== Goal of the exercise ==
Among the entries below, how many lines include "nice"? Give the number alone.

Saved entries
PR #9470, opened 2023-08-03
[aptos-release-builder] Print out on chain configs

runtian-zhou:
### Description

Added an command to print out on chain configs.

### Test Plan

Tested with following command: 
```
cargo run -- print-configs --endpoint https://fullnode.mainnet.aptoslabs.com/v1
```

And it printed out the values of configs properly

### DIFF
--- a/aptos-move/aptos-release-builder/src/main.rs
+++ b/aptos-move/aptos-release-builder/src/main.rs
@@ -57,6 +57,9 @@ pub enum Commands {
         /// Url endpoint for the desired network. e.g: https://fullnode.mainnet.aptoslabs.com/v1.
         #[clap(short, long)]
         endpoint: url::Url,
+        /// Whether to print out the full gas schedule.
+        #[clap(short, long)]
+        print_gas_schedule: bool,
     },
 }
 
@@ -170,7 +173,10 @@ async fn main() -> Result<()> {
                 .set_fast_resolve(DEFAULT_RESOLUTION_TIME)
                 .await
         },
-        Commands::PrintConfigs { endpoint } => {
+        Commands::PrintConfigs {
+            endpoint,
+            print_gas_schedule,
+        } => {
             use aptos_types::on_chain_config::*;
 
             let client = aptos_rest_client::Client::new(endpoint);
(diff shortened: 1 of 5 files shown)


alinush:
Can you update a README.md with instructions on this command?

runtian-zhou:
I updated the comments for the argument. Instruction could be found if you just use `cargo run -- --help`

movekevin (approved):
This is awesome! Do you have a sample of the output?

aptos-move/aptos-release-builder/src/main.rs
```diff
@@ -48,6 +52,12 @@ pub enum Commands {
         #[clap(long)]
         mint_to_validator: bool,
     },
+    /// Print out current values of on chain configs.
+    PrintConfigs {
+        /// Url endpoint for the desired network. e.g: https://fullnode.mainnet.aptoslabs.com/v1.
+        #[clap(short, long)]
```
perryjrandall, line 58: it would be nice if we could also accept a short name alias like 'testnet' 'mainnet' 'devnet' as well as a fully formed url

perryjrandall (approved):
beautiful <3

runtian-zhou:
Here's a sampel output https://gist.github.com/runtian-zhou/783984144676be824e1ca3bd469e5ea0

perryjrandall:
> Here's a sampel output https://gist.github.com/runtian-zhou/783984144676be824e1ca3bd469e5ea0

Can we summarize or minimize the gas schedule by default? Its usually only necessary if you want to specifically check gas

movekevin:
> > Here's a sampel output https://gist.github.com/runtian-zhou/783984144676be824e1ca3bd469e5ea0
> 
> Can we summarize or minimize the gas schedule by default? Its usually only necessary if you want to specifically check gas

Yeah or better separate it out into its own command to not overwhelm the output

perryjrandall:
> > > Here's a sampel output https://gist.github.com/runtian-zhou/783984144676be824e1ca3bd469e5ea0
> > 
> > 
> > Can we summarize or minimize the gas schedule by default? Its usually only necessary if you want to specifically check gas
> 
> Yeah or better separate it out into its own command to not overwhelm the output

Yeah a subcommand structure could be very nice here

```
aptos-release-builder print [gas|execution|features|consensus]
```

==

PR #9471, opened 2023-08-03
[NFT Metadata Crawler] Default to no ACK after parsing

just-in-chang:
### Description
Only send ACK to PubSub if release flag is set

...

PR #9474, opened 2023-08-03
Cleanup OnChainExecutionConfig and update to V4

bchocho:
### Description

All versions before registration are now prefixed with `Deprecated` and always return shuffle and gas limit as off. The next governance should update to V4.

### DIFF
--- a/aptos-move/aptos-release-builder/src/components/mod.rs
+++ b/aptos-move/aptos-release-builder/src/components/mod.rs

== Written response ==
2